Data =
—————

PR #959, opened 2026-04-10
Use default branch instead of use a specific version to avoid Node.js deprecations in the workflows

MRK2009:
I forgot to update those, because I checked in the main branch and it does affect on both of them due to Node.js version deprecation. even though they were disabled for now in the internal merge branch.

—————

Exercise details = Each line of the listing must appear in the answer exactly as above.

Response box =
PR #959, opened 2026-04-10
Use default branch instead of use a specific version to avoid Node.js deprecations in the workflows

MRK2009:
I forgot to update those, because I checked in the main branch and it does affect on both of them due to Node.js version deprecation. even though they were disabled for now in the internal merge branch.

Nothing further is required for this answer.